┌─ DATA SUPPLIED

PR #317, opened 2019-06-18
Add av1 decode interfaces

ZefuLI:
add av1 decoding api

### DIFF
--- a/va/va_dec_av1.h
+++ b/va/va_dec_av1.h
@@ -1,0 +1,656 @@
+/*
+ * Copyright (c) 2019 Intel Corporation. All Rights Reserved.
+ *
+ * Permission is hereby granted, free of charge, to any person obtaining a
+ * copy of this software and associated documentation files (the
+ * "Software"), to deal in the Software without restriction, including
+ * without limitation the rights to use, copy, modify, merge, publish,
+ * distribute, sub license, and/or sell copies of the Software, and to
+ * permit persons to whom the Software is furnished to do so, subject to
+ * the following conditions:
+ *
+ * The above copyright notice and this permission notice (including the
+ * next paragraph) shall be included in all copies or substantial portions
+ * of the Software.
+ *
+ * THE SOFTWARE IS PROVIDED "AS IS", WITHOUT WARRANTY OF ANY KIND, EXPRESS
+ * OR IMPLIED, INCLUDING BUT NOT LIMITED TO THE WARRANTIES OF
+ * MERCHANTABILITY, FITNESS FOR A PARTICULAR PURPOSE AND NON-INFRINGEMENT.
+ * IN NO EVENT SHALL INTEL AND/OR ITS SUPPLIERS BE LIABLE FOR
+ * ANY CLAIM, DAMAGES OR OTHER LIABILITY, WHETHER IN AN ACTION OF CONTRACT,
+ * TORT OR OTHERWISE, ARISING FROM, OUT OF OR IN CONNECTION WITH THE
+ * SOFTWARE OR THE USE OR OTHER DEALINGS IN THE SOFTWARE.
+ */
+
+/**
+ * \file va_dec_av1.h
+ * \brief The AV1 decoding API
+ *
+ * This file contains the \ref api_dec_av1 "AV1 decoding API".
+ */
+
+#ifndef VA_DEC_AV1_H
+#define VA_DEC_AV1_H
+
+#include <stdint.h>
+
+#ifdef __cplusplus
+extern "C" {
+#endif
+
+/**
+ * \brief AV1 Decoding Picture Parameter Buffer Structure
+ *
+ * This structure conveys picture level parameters.
+ * App should send a surface with this data structure down to VAAPI once
+ * per frame.
+ *
+ */
+
+/** \brief Segmentation Information
+  */
+typedef struct _VASegmentationStructAV1 {
+    union {
+        struct {
+             /** Indicates whether segmentation map related syntax elements 
+             *  are present or not for current frame. If equal to 0, 
+             *  the segmentation map related syntax elements are 
+             *  not present for the current frame and the control flags of 
+             *  segmentation map related tables feature_data[][], and 
+             *  feature_mask[] are not valid and shall be ignored by accelerator.
+             */
+            uint32_t         enabled                                     : 1;
+            /** Value 1 indicates that the segmentation map are updated 
+             *  during the decoding of this frame. 
+             *  Value 0 means that the segmentation map from the previous 
+             *  frame is used.
+             */
+            uint32_t         update_map                                  : 1;
+            /** Value 1 indicates that the updates to the segmentation map 
+             *  are coded relative to the existing segmentation map. 
+             *  Value 0 indicates that the new segmentation map is coded 
+             *  without reference to the existing segmentation map.
+             */
+            uint32_t         temporal_update                             : 1;
+            /** Value 1 indicates that new parameters are about to be 
+             *  specified for each segment.
+             *  Value 0 indicates that the segmentation parameters 
+             *  should keep their existing values.
+             */
+            uint32_t         update_data                                 : 1;
+            
+            /** \brief Reserved bytes for future use, must be zero */
+            uint32_t         reserved                                    : 28;
+        } bits;
+        uint32_t             value;
+    } segment_info_fields;
+
+    /** \brief Segmentation parameters for current frame.
+     *  feature_data[segment_id][feature_id] 
+     *  where segment_id has value range [0..7] indicating the segment id.
+     *  and feature_id is defined as
+        typedef enum {
+            SEG_LVL_ALT_Q,       // Use alternate Quantizer ....
+            SEG_LVL_ALT_LF_Y_V,  // Use alternate loop filter value on y plane vertical
+            SEG_LVL_ALT_LF_Y_H,  // Use alternate loop filter value on y plane horizontal
+            SEG_LVL_ALT_LF_U,    // Use alternate loop filter value on u plane
+            SEG_LVL_ALT_LF_V,    // Use alternate loop filter value on v plane
+            SEG_LVL_REF_FRAME,   // Optional Segment reference frame
+            SEG_LVL_SKIP,        // Optional Segment (0,0) + skip mode
+            SEG_LVL_GLOBALMV,
+            SEG_LVL_MAX
+        } SEG_LVL_FEATURES;
+     *  feature_data[][] is equivalent to variable FeatureData[][] in spec, 
+     *  which is after clip3() operation. 
+     *  Clip3(x, y, z) = (z < x)? x : ((z > y)? y : z);
+     *  The limit is defined in Segmentation_Feature_Max[ SEG_LVL_MAX ] = {
+     *  255, MAX_LOOP_FILTER, MAX_LOOP_FILTER, MAX_LOOP_FILTER, MAX_LOOP_FILTER, 7, 0, 0 }
+     */
+    int16_t                 feature_data[8][8];
+
+    /** \brief indicates if a feature is enabled or not. 
+     *  Each bit field itself is the feature_id. Index is segment_id.
+     *  feature_mask[segment_id] & (1 << feature_id) equal to 1 specify that the feature of  
+     *  feature_id for segment of segment_id is enabled, otherwise disabled.
+     */
+    uint8_t                 feature_mask[8];
+
+    /** \brief Reserved bytes for future use, must be zero */
+    uint32_t                va_reserved[VA_PADDING_LOW];
+
+} VASegmentationStructAV1;
+
+/** \brief Film Grain Information
+  */
+typedef struct _VAFilmGrainStructAV1 {
+    union {
+        struct {
+            /** \brief Specify whether or not film grain is applied on current frame.
+             *  If set to 0, all the rest parameters should be set to zero
+             *  and ignored.
+             */
+            uint32_t        apply_grain                                 : 1;
+            uint32_t        chroma_scaling_from_luma                    : 1;
+            uint32_t        grain_scaling_minus_8                       : 2;
+            uint32_t        ar_coeff_lag                                : 2;
+            uint32_t        ar_coeff_shift_minus_6                      : 2;
+            uint32_t        grain_scale_shift                           : 2;
+            uint32_t        overlap_flag                                : 1;
+            uint32_t        clip_to_restricted_range                    : 1;
+            /** \brief Reserved bytes for future use, must be zero */
+            uint32_t        reserved                                    : 20;
+        } bits;
+        uint32_t            value;
+    } film_grain_info_fields;
+
+    uint16_t                grain_seed;
+    /*  value range [0..14] */
+    uint8_t                 num_y_points;
+    uint8_t                 point_y_value[14];
+    uint8_t                 point_y_scaling[14];
+    /*  value range [0..10] */
+    uint8_t                 num_cb_points;
+    uint8_t                 point_cb_value[10];
+    uint8_t                 point_cb_scaling[10];
+    /*  value range [0..10] */
+    uint8_t                 num_cr_points;
+    uint8_t                 point_cr_value[10];
+    uint8_t                 point_cr_scaling[10];
+    /*  value range [-128..127] */
+    int8_t                  ar_coeffs_y[24];
+    int8_t                  ar_coeffs_cb[25];
+    int8_t                  ar_coeffs_cr[25];
+    uint8_t                 cb_mult;
+    uint8_t                 cb_luma_mult;
+    uint16_t                cb_offset;
+    uint8_t                 cr_mult;
+    uint8_t                 cr_luma_mult;
+    uint16_t                cr_offset;
+
+    /** \brief Reserved bytes for future use, must be zero */
+    uint32_t                va_reserved[VA_PADDING_LOW];
+
+} VAFilmGrainStructAV1;
+
+typedef enum {
+    /** identity transformation, 0-parameter */
+    VAAV1Identity           = 0,
+    /** translational motion, 2-parameter */
+    VAAV1Translation        = 1,
+    /** simplified affine with rotation + zoom only, 4-parameter */
+    VAAV1Rotzoom            = 2,
+    /** affine, 6-parameter */
+    VAAV1Affine             = 3,
+    VAAV1Trans_Types,
+} VAAV1TransformationType;
+
+typedef struct _VAWarpedMotionParamsAV1{
+
+    /** \brief Specify the type of warped motion */ 
+    VAAV1TransformationType  wmtype;
+
+    /** \brief Specify warp motion parameters
+     *  wm.wmmat[] corresponds to gm_params[][] in spec. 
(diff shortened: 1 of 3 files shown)


va/va_dec_av1.h
```diff
@@ -0,0 +1,546 @@
...
+     */
+    uint8_t                 tile_cols;
+    uint8_t                 tile_rows;
+    uint16_t                width_in_sbs_minus_1[63];
+    uint16_t                height_in_sbs_minus_1[63];
+
+    /** \brief number of tiles in large scale tile list
+     *  Valid only when large_scale_tiles == 1.
+     */
+    uint16_t                tile_count_minus_1;
```
xhaihao: Is this field set to 'number of tiles' - 1? If yes, please change the  comment

va/va_dec_av1.h
```diff
@@ -0,0 +1,546 @@
...
+    uint8_t                 order_hint;
+
+    VASegmentationStructAV1 seg_info;
+    VAFilmGrainStructAV1    film_grain_info;
+
+    /** \brief tile structure
+     *  When uniform_tile_spacing_flag == 1, the value of tile_cols and
+     *  tile_rows need to be power of 2, and width_in_sbs_minus_1[] and
+     *  height_in_sbs_minus_1[] should be ignored, which will be generated
+     *  by driver based on tile_cols and tile_rows.
```
xhaihao: What's sbs? could you add some comment?

va/va_dec_av1.h
```diff
@@ -0,0 +1,546 @@
...
+            uint32_t        allow_high_precision_mv                     : 1;
+            uint32_t        is_motion_mode_switchable                   : 1;
+            uint32_t        use_ref_frame_mvs                           : 1;
+            /* disable_frame_end_update_cdf is coded as refresh_frame_context. */
+            uint32_t        disable_frame_end_update_cdf                : 1;
+            uint32_t        uniform_tile_spacing_flag                   : 1;
+            uint32_t        allow_warped_motion                         : 1;
+            /** \brief indicate if current frame in large scale tile mode */
+            uint32_t        large_scale_tile                            : 1;
+            uint32_t        reserved                                    : 15;
```
xhaihao: Please add comment to make sure reserved bits must be 0

va/va_dec_av1.h
```diff
@@ -0,0 +1,546 @@
...
+ * sent once per tile.
+ *
+ * Bit stream data buffer of VASliceDataBufferType is used
+ * to send the bitstream.
+ *
+ * Please note that host decoder is responsible to parse out the
+ * per tile information. And the bit stream in sent to driver in per
+ * tile granularity.
+ */
+typedef struct _VABitStreamParameterBufferAV1
```
xhaihao: How about renaming BitStream with Slice because VASliceDataBufferType is also used to send the bit stream data?

va/va_dec_av1.h
```diff
@@ -0,0 +1,546 @@
...
+/** \brief Segmentation Information
+  */
+typedef struct _VASegmentationStructAV1 {
+    union {
+        struct {
+            uint8_t         enabled                                     : 1;
+            uint8_t         update_map                                  : 1;
+            uint8_t         temporal_update                             : 1;
+            uint8_t         update_data                                 : 1;
+            uint8_t         reserved                                    : 4;
```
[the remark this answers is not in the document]
ZefuLI: sure, I will add comment for all reserved bits.

va/va_dec_av1.h
```diff
@@ -0,0 +1,546 @@
...
+        } bits;
+        uint8_t             value;
```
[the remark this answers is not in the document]
ZefuLI: will change it, thanks

va/va_dec_av1.h
ZefuLI: yes, it should be number of tiles minus 1.

va/va_dec_av1.h
```diff
@@ -0,0 +1,546 @@
...
+    /** simplified affine with rotation + zoom only, 4-parameter */
+    VAROTZOOM     = 2,
+    /** affine, 6-parameter */
+    VAAFFINE      = 3,
+    VATRANS_TYPES,
+} VATransformationType;
+
+typedef struct _VAWarpedMotionParamsAV1{
+    VATransformationType    wmtype;
+    int32_t                 wmmat[8];
```
xuguangxin: It's no wmmat in spec. So how I fill these fields? What is the mean of 8?
If possible, please keep the name in spec.
If not possible, it's better to have some document point to spec.

va/va_dec_av1.h
```diff
@@ -0,0 +1,546 @@
...
+              *  0:     KEY_FRAME;
+              *  1:     INTER_FRAME;
+              *  2:     INTRA_ONLY_FRAME;
+              *  3:     SWITCH_FRAME
+              *  For SWITCH_FRAME, application shall set error_resilient_mode = 1,
+              *  refresh_frame_flags, etc. appropriately. And driver will convert it
+              *  to INTER_FRAME.
+              */
+            uint32_t        frame_type                                  : 2;
+            uint32_t        show_frame                                  : 1;
```
xuguangxin: why you need show_frame and showable_frame? The frame reordering and output should handle by up layer.

va/va_dec_av1.h
xuguangxin: Why we need this. is it equals to tile_cols * tile_rows  - 1?

va/va_dec_av1.h
```diff
@@ -0,0 +1,546 @@
...
+     *  value range [-63..63].
+     */
+    int8_t                  mode_deltas[2];
+
+    /** \brief quantization
+     */
+    /** \brief Y AC index
+     *  value range [0..255]
+     */
+    uint16_t                base_qindex;
```
xuguangxin: why we nedd uint16_t if we know it in [0.. 255]

va/va_dec_av1.h
```diff
@@ -0,0 +1,546 @@
...
+            uint32_t        log2_delta_lf_res                           : 2;
+
+            /** \brief CONFIG_LOOPFILTER_LEVEL
+             */
+            uint32_t        delta_lf_multi                              : 1;
+
+            /** \brief read_tx_mode
+             *  value range [0..6]
+             */
+            uint32_t        tx_mode                                     : 2;
```
xuguangxin: how we hold 6 in 2 bits. Is it [0..2]?

va/va_dec_av1.h
```diff
@@ -0,0 +1,546 @@
...
+
+            /** \brief read_frame_reference_mode
+             */
+            uint32_t        reference_mode                              : 2;
```
xuguangxin: it's no read_frame_refence_mode in "Version 1.0.0 with Errata 1"
could you help check?

va/va_dec_av1.h
```diff
@@ -0,0 +1,546 @@
...
+     */
+    uint32_t                bit_stream_data_offset;
+    /**
+     * see VA_SLICE_DATA_FLAG_XXX definitions
+     */
+    uint32_t                bit_stream_data_flag;
+
+    uint16_t                tile_row;
+    uint16_t                tile_column;
+    uint16_t                start_tile_idx;
```
xuguangxin: whey we need start_tile_idx, it's possible calc if from tile_fow tile_column?

va/va_dec_av1.h
cwang105: super blocks

va/va_dec_av1.h
ZefuLI: will follow your comment.

va/va_dec_av1.h
```diff
@@ -0,0 +1,546 @@
...
+            uint8_t         update_map                                  : 1;
+            uint8_t         temporal_update                             : 1;
+            uint8_t         update_data                                 : 1;
+            uint8_t         reserved                                    : 4;
+        } bits;
+        uint8_t             value;
+    } segment_info_fields;
+
+    int16_t                 feature_data[8][8];
+    uint8_t                 feature_mask[8];
```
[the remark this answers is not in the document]
ZefuLI: Accept, I will use Macros to replace absolute value

va/va_dec_av1.h
```diff
@@ -0,0 +1,546 @@
...
+    uint8_t                 point_cr_value[10];
+    uint8_t                 point_cr_scaling[10];
+    /*  value range [-128..127] */
+    int8_t                  ar_coeffs_y[24];
+    int8_t                  ar_coeffs_cb[25];
+    int8_t                  ar_coeffs_cr[25];
+    uint8_t                 cb_mult;
+    uint8_t                 cb_luma_mult;
+    /*  value range [0..512] */
+    uint8_t                 cb_offset;
```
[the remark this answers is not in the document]
ZefuLI: Thanks for pointing out it, will fix it

va/va_dec_av1.h
```diff
@@ -0,0 +1,546 @@
...
+    uint8_t                 cr_mult;
+    uint8_t                 cr_luma_mult;
+    /*  value range [0..512] */
+    uint8_t                 cr_offset;
```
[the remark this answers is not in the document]
ZefuLI: same as above.

va/va_dec_av1.h
ZefuLI: yes, I will fix it

va/va_dec_av1.h
ZefuLI: This is one tile list semantic for large scale specifically, it is equal to the number of tile_list_entry in the list minus 1.

va/va_dec_av1.h
ZefuLI: I will fix it, thanks

va/va_dec_av1.h
ZefuLI: I checked aom reference code, and found read_frame_reference_mode is there. however in Spec, it is named as  frame_reference_mode.

va/va_dec_av1.h
```diff
@@ -0,0 +1,546 @@
...
+    /** identity transformation, 0-parameter */
+    VAIDENTITY    = 0,
+    /** translational motion 2-parameter */
+    VATRANSLATION = 1,
+    /** simplified affine with rotation + zoom only, 4-parameter */
+    VAROTZOOM     = 2,
+    /** affine, 6-parameter */
+    VAAFFINE      = 3,
+    VATRANS_TYPES,
+} VATransformationType;
```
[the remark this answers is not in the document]
ZefuLI: Accept.

va/va_dec_av1.h
ZefuLI: It is the index of the first tile in the tile group of which the current tile belongs to. The index is in raster scan order of all tiles in frame. For the first tile group, this value should be 0. This parameter can be used to uniquely identify the tile group.

va/va_dec_av1.h
```diff
@@ -0,0 +1,546 @@
...
+            uint32_t        ar_coeff_shift_minus_6                      : 2;
+            uint32_t        grain_scale_shift                           : 2;
+            uint32_t        overlap_flag                                : 1;
+            uint32_t        clip_to_restricted_range                    : 1;
+            uint32_t        reserved                                    : 20;
+        } bits;
+        uint32_t            value;
+    } film_grain_info_fields;
+
+    uint16_t                random_seed;
```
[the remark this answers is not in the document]
ZefuLI: random_seed is the name of aom reference code.

va/va_dec_av1.h
ZefuLI: yes, VASliceDataBufferType is used to send the bit stream data, which is same as other codecs

va/va_dec_av1.h
xuguangxin: ok, thanks for explain.

va/va_dec_av1.h
xuguangxin: This makes me more confused.  
Is reference_mode equals to reference_select in frame_reference_mode?Apparently, it's not. because  reference_select  has only 1 bit, but reference_mode has 2 bits.
Is it the same thing as comp_mode?  not likely, because comp_mode only has two value SINGLE_REFERENCE, COMPOUND_REFERENCE. 1 bits is enough for them.

IMO, we'd better stick name and document to spec. aom just one implement for spec. the name may change after spec finalized. and it may add an unnecessary definition for optimization/code simplify purpose. 
If we stick to spec, the one who implement hw codec only need to check the spec. not the aom code.

va/va_dec_av1.h
xuguangxin: @ZefuLI, any feedback for this?

thanks

va/va_dec_av1.h
xuguangxin: @ZefuLI, any feedback for this?

va/va_dec_av1.h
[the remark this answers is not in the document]
xuguangxin: thanks.
Some document for feature_mask is important too.  Else, nobody knows feature_mask[0] = 1 will enable the feature_data[0][0] or feature_data[0][7]

va/va_dec_av1.h
xuguangxin: could you explain more about this? Is equals to tg_start and tg_end?
If yes, why we need tile_row and tile_column?

va/va_dec_av1.h
ZefuLI: All right, we will stick name to spec, actually in aom code, reference mode has below types.
typedef enum {
  SINGLE_REFERENCE = 0,
  COMPOUND_REFERENCE = 1,
  REFERENCE_MODE_SELECT = 2,
  REFERENCE_MODES = 3,
} REFERENCE_MODE;
so we use 2 bits, however, we will swicth to spec defination <reference_select> and use 1 bit.

va/va_dec_av1.h
ZefuLI: they are tg_start and tg_end, and will use these names.

va/va_dec_av1.h
ZefuLI: I will remove show_frame and showable_frame.

va/va_dec_av1.h
ZefuLI: it should be [0..3].

va/va_dec_av1.h
ZefuLI: wm[7].wmmat[8] is corresponding to gm_params[ ref ][ j ] ( for ref = LAST_FRAME..ALTREF_FRAME, for j = 0..5.)  in spec, for wmmat[8], valid index value is [0..5], we use 8 here is to keep consistent with libaom.
Meanwhile, I will add commment to point to spec.

va/va_dec_av1.h
xuguangxin: The SINGLE_REFERENCE/COMPOUND_REFERENCE is for macroblock level(in read_ref_frames). But libva's user only handles stream in slice level(in frame_reference_mode). this why the caller can only give you a bool value(reference_select)

va/va_dec_av1.h
xuguangxin: we only have following tx mode, right?
0 ONLY_4X4
1 TX_MODE_LARGEST
2 TX_MODE_SELECT

va/va_dec_av1.h
xuguangxin: thanks

va/va_dec_av1.h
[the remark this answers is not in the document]
xuguangxin: yeah , if you do want use reference code name. please point it to spec.
thanks

va/va_dec_av1.h
ZefuLI: tile_row/tile_column is tile row/column index, which is frame level , we need it since AV1 is tile based decoding, we use tile index info to verify which the current tile it is.

va/va_dec_av1.h
ZefuLI: you are right,
Value range:
// frame transform mode
typedef enum {
  ONLY_4X4 = 0,     // only 4x4 transform used
  TX_MODE_LARGEST,  // transform size is the largest possible for pu size
  TX_MODE_SELECT,   // transform specified for each block
  TX_MODES,
} TX_MODE;

va/va_dec_av1.h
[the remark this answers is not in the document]
ZefuLI: > How about using uint32_t ?

sorry, it seems that 8 bits are enough for this value?

rosetta-jpn:
Sorry for interrupting.
When is the estimated time of checking in this patch?

sreerenjb:
As Haihao already mentioned, I would like to see the use of VASliceParameterBufferXXX instead of VABitStreamParameterBufferXXX and also 
%s/bit_stream_data_size/slice_data_size
%s/bit_stream_data_offset/slice_data_offset
%s/bit_stream_data_flag/slice_data_flag
Which will make life easier for the middleware implementations .Especially GStreamer using common interface for all codecs.

ZefuLI:
> As Haihao already mentioned, I would like to see the use of VASliceParameterBufferXXX instead of VABitStreamParameterBufferXXX and also
> %s/bit_stream_data_size/slice_data_size
> %s/bit_stream_data_offset/slice_data_offset
> %s/bit_stream_data_flag/slice_data_flag
> Which will make life easier for the middleware implementations .Especially GStreamer using common interface for all codecs.

Hi, you can see we are using VASliceParameterBufferAV1 in my latest update.

va/va_dec_av1.h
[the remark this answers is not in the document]
XinfengZhang: @ZefuLI  why not change it?

va/va_dec_av1.h
```diff
@@ -0,0 +1,653 @@
...
+    /*  value range [-128..127] */
+    int8_t                  ar_coeffs_y[24];
+    int8_t                  ar_coeffs_cb[25];
+    int8_t                  ar_coeffs_cr[25];
+    uint8_t                 cb_mult;
+    uint8_t                 cb_luma_mult;
+    uint16_t                cb_offset;
+    uint8_t                 cr_mult;
+    uint16_t                cr_luma_mult;
+    uint8_t                 cr_offset;
```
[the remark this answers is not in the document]
ZefuLI: @XinfengZhang 
The latest version I uploaded used uint8 uint8 uint16, like,
    uint8_t                 cb_mult;
    uint8_t                 cb_luma_mult;
    uint16_t               cb_offset;
    uint8_t                 cr_mult;
    uint8_t                 cr_luma_mult;
    uint16_t               cr_offset;

HeJunyan:
Need to add va_dec_av1.h to va/meson.build file's libva_headers.  We still miss that header file in system include dir when apply this patch.

uartie:
This breaks builds that include installed va/va.h:  `va/va.h:4630:10: fatal error: va/va_dec_av1.h: No such file or directory`.  Did you forget to add an install target for `va_dec_av1.h`?

HeJunyan:
yes, this patch forget adding va_dec_av1.h to va/meson.build, please help

uartie:
>yes, this patch forget adding va_dec_av1.h to va/meson.build, please help

Actually, the header is added to meson.build in this patch, afaict.  But It was not added to Makefile.am (we still use automake in CI).  I fixed the automake issue in #383.  Does the meson build not work for you?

└─

YOUR GOAL: Only the lines from the first line of the records through the line containing "Software, and to" should be repeated, exactly as they appear.

RESULT OF THIS EXERCISE:
PR #317, opened 2019-06-18
Add av1 decode interfaces

ZefuLI:
add av1 decoding api

### DIFF
--- a/va/va_dec_av1.h
+++ b/va/va_dec_av1.h
@@ -1,0 +1,656 @@
+/*
+ * Copyright (c) 2019 Intel Corporation. All Rights Reserved.
+ *
+ * Permission is hereby granted, free of charge, to any person obtaining a
+ * copy of this software and associated documentation files (the
+ * "Software"), to deal in the Software without restriction, including
+ * without limitation the rights to use, copy, modify, merge, publish,
+ * distribute, sub license, and/or sell copies of the Software, and to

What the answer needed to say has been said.